Ha llegado el momento de tomarnos en serio la implementación de reforma constitucional de 2008 y transformar de raíz nuestro obsoleto sistema de procuración e impartición de justicia. Esta reforma debería ser el eje central de la redefinición de la estrategia de seguridad del gobierno federal. La reforma penal significa una apuesta a que la justicia de calidad incentiva confianza ciudadana en las instituciones del Estado. Significa, también, una apuesta a que la principal fuente de autoridad del Estado proviene de la razón, la justicia y la ley, no de la fuerza. Es dejar atrás la política del miedo y sustituirla por la política de la persuasión, de las razones y de los valores compartidos. Se trata, lisa y llanamente, de crear las condiciones para que las instituciones de procuración e impartición de justicia apliquen de forma creíble la ley a quien la viole, hagan justicia a las víctimas y destierren, de una vez por todas, el discurso maniqueo de buenos contra malos.
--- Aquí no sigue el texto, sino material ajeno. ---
PR #1127, opened 2021-07-14
js intl

vctt94:
This PR is a work torward the internationalization. 

It is a collective work with #1051 and I am focusing on the js internationalization here.


chappjc:
PR #1051 is now merged.

buck54321:
Can we split off the **pt-BR** work some time before merging?

chappjc:
Also pls squash it down before hitting ready for review.  I've been testing a little here and there and it's mostly working, except the things we've already chatted about in matrix: a number of notifications in core.go still need to go through `formatString`, and teh map in client/core/locale_htfn.go has to be a `map[string]*Translation` to get the subject translations too.  Thanks, @vctt94

client/webserver/site/src/js/locales.js
```diff
@@ -0,0 +1,121 @@
...
+
+const localesMap = {
+  'en-us': templateKeys,
+  'pt-br': templateKeysPT
+}
+
+export default class Locales {
+  constructor (locale) {
+    console.log((document.documentElement.lang).toLowerCase())
+    // lang is set programatically by backend
```
chappjc, line 103: Since it's now part of the localized html built at compile-time, it would be a little clearer and less ambiguous just to say that lang is set as a `lang` attribute in the `<html>` document/root element.

client/webserver/site/src/js/locales.js
```diff
@@ -0,0 +1,121 @@
...
+  }
+
+  // formatDetails will format the message to its locale.
+  // need to add one for plurals
+  formatDetails (stringKey, args = undefined) {
+    return this.stringTemplateParser(localesMap[this.locale][stringKey], args)
+  }
+
+  stringTemplateParser (expression, valueObj) {
+    const templateMatcher = /{{\s?([^{}\s]*)\s?}}/g
```
chappjc, line 114: Let's break this regex literal down with some docs: something in brackets like  `{{ text }}`, where there is a space before and after `text`, and `text` is is anything but brackets `{}` or whitespace.  And it is a global replace (`g`)

client/webserver/site/src/js/locales.js
```diff
@@ -0,0 +1,121 @@
...
+}
+
+const localesMap = {
+  'en-us': templateKeys,
+  'pt-br': templateKeysPT
+}
+
+export default class Locales {
+  constructor (locale) {
+    console.log((document.documentElement.lang).toLowerCase())
```
chappjc, line 102: Can remove.

client/webserver/site/src/js/locales.js
```diff
@@ -0,0 +1,121 @@
...
+    return this.stringTemplateParser(localesMap[this.locale][stringKey], args)
+  }
+
+  stringTemplateParser (expression, valueObj) {
+    const templateMatcher = /{{\s?([^{}\s]*)\s?}}/g
+    const text = expression.replace(templateMatcher, (substring, value, index) => {
+      value = valueObj[value]
+      return value
+    })
+    return text
```
chappjc, line 119: `return expression.replace(...`?

client/webserver/site/src/js/locales.js
```diff
@@ -0,0 +1,121 @@
...
+  // need to add one for plurals
+  formatDetails (stringKey, args = undefined) {
+    return this.stringTemplateParser(localesMap[this.locale][stringKey], args)
+  }
+
+  stringTemplateParser (expression, valueObj) {
+    const templateMatcher = /{{\s?([^{}\s]*)\s?}}/g
+    const text = expression.replace(templateMatcher, (substring, value, index) => {
+      value = valueObj[value]
+      return value
```
chappjc, line 117: `return valueObj[value]`?

client/webserver/site/src/js/locales.js
```diff
@@ -0,0 +1,121 @@
...
+    this.locale = (document.documentElement.lang).toLowerCase()
+  }
+
+  // formatDetails will format the message to its locale.
+  // need to add one for plurals
+  formatDetails (stringKey, args = undefined) {
+    return this.stringTemplateParser(localesMap[this.locale][stringKey], args)
+  }
+
+  stringTemplateParser (expression, valueObj) {
```
chappjc, line 113: I think it's worth documenting usage of the function, where `expression` is a template string with placeholders of a certain format (e.g. `buy {{ asset }}`) , and `valueObj` is an object with keys equal to the placeholder keys (e.g. `{"asset": "dcr"}`)

client/webserver/site/src/js/locales.js
```diff
@@ -0,0 +1,121 @@
...
+    const templateMatcher = /{{\s?([^{}\s]*)\s?}}/g
+    const text = expression.replace(templateMatcher, (substring, value, index) => {
```
chappjc, line 115: We're intentionally not using the `index` arg, so can we just omit that? `(_, value) => {`?  Or something like that?  https://developer.mozilla.org/en-US/docs/Web/JavaScript/Reference/Global_Objects/String/replace#specifying_a_function_as_a_parameter

client/webserver/site/src/js/forms.js
```diff
@@ -223,12 +229,12 @@ export class WalletConfigForm {
...
       Doc.hide(this.showIcon)
       Doc.show(this.hideIcon, this.otherSettings)
-      this.showHideMsg.textContent = 'hide additional settings'
+      this.showHideMsg.textContent = window.locales.formatDetails(ID_SHOW_ADDIIONAL_SETTINGS)
       return
     }
     Doc.hide(this.hideIcon, this.otherSettings)
     Doc.show(this.showIcon)
-    this.showHideMsg.textContent = 'show additional settings'
+    this.showHideMsg.textContent = window.locales.formatDetails(ID_HIDE_ADDIIONAL_SETTINGS)
```
chappjc, line 237: These two show/hide texts appear switched

client/webserver/site/src/js/forms.js
```diff
@@ -27,7 +33,7 @@ export class NewWalletForm {
     bind(form, fields.submitAdd, async () => {
       const pw = fields.nwAppPass.value || (this.pwCache ? this.pwCache.pw : '')
       if (!pw && !State.passwordIsCached()) {
-        fields.newWalletErr.textContent = 'app password cannot be empty'
+        fields.newWalletErr.textContent = window.locales.formatDetails(ID_NO_PASS_ERROR_MSG)
```
chappjc, line 36: Why is this one different now?  No longer says "app" password, but that's what this is referring to.

client/webserver/site/src/js/locales.js
```diff
@@ -0,0 +1,121 @@
+export const ID_NO_PASS_ERROR_MSG = 'ID_NO_PASS_ERROR_MSG'
+export const ID_NO_APP_PASS_ERROR_MSG = 'ID_NO_APP_PASS_ERROR_MSG'
+export const ID_SET_BUTTON_BUY = 'ID_SET_BUTTON_BUY'
+export const ID_SET_BUTTON_SELL = 'ID_SET_BUTTON_SELL'
+export const ID_OFF = 'ID_OFF'
```
chappjc, line 5: This all seems peculiar to me.  Seems like these consts should just be an enumeration or something with integers.  Is this really what JavaScript forces us to do?

client/webserver/site/src/js/markets.js
```diff
@@ -784,6 +800,7 @@ export default class MarketsPage extends BasePage {
     Doc.show(page.maxOrd, page.maxLotBox, page.maxAboveZero)
     const sell = this.isSell()
     page.maxFromLots.textContent = maxOrder.lots.toString()
+    // XXX add plural into format details, so we don't need this
```
chappjc, line 803: How about just `ID_LOT` and `ID_LOTS`?

client/webserver/site/src/js/locales.js
```diff
@@ -0,0 +1,121 @@
...
+  [ID_ORDER_PREVIEW]: 'Total: {{ total }} {{ asset }}',
+  [ID_CALCULATING]: 'calculating...',
+  [ID_ESTIMATE_UNAVAILABLE]: 'estimate unavailable',
+  [ID_NO_ZERO_RATE]: 'zero rate not allowed',
+  [ID_NO_ZERO_QUANTITY]: 'zero quantity not allowed',
+  [ID_TRADE]: 'trade',
+  [ID_NO_ASSET_WALLET]: 'No {{ asset }} wallet',
+  [ID_EXECUTED]: 'executed',
+  [ID_BOOKED]: 'booked',
+  [ID_CANCELING]: 'cancelling',
```
chappjc, line 57: Seeing as this is en-**US**, let's change to American english (canceling) instead of British english (cancelling) here.

chappjc (changes requested):

client/core/core.go
```diff
@@ -1171,6 +1171,7 @@ func New(cfg *Config) (*Core, error) {
 			return nil, fmt.Errorf("Error parsing language tag %q: %w", cfg.Language, err)
```
chappjc, line 1171: I'm noticing that `Core's language matching is much more strict that `Webserver`'s.  I think we'll need to mirror the logic used in `Webserver`'s constructor here.  Something along the lines of this:

```go
		acceptLangs, _, err := language.ParseAcceptLanguage(cfg.Language)
		if err != nil {
			return nil, fmt.Errorf("unable to parse requested language: %w", err)
		}
		// fmt.Println("parsed input:", acceptLangs)
		var langs []language.Tag
		for locale := range locales {
			tag, err := language.Parse(locale)
			if err != nil {
				return nil, fmt.Errorf("bad %v: %w", locale, err)
			}
			langs = append(langs, tag)
		}
		// fmt.Println("defined langs:", langs)
		matcher := language.NewMatcher(langs)
		tag, _, conf := matcher.Match(acceptLangs...)
		switch conf {
		case language.Exact:
		case language.High, language.Low:
			cfg.Logger.Infof("Using language %v", tag)
		case language.No:
			return nil, fmt.Errorf("no match for %q in recognized languages %v", cfg.Language, langs)
		}
		lang = tag
```

client/webserver/site/src/js/locales.js
chappjc: Can leave this if it's Decrediton's approach, unless you or someone else has a better suggestion.

client/webserver/locales/en-us.go
```diff
@@ -165,4 +165,6 @@ var EnUS = map[string]string{
 	"Restoration Seed":       "Restoration Seed",
 	"Restore from seed":      "Restore from seed",
 	"Import Account":         "Import Account",
+	"no_wallet":              "no wallet",
+	"create_a_x_wallet":      "Create a {{.Info.Name}} Wallet", // .Info.Name will be an asset symbol like DCR
```
chappjc, line 169: To document the reasoning for this, in portuguese we use that different from english, so we say "criar uma carteira decred" like it was: "create a wallet decred".  So doing ` <button data-action="create">[[[Create a]]] {{.Info.Name}} [[[Wallet]]]</button>` created a challenge.
My suggestion was simply to use go html template xpressions in the locale strings and let them find their way in to the localized_html files, which they do.  `<button data-action="create">Criar uma carteira {{.Info.Name}}</button>`

chappjc: Also we can now get rid of the `"Create a"` map entry, correct?

chappjc (approved):
Working well.  We can discuss tweaks to the translation machinery in https://github.com/decred/dcrdex/pull/1185, which will follow this.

Apostarle a la reforma penal es, a fin de cuentas, apostarle a colocar los cimientos reales y duraderos de un Estado de derecho, los cuales solo pueden provenir de la ley, no de las bayonetas.

1 México Evalúa, Índice de víctimas visibles e invisibles de delitos graves, agosto de 2011, pág. 6 y 7.

_______________________

ANA LAURA MAGALONI es directora de la División de Estudios Jurídicos del cide.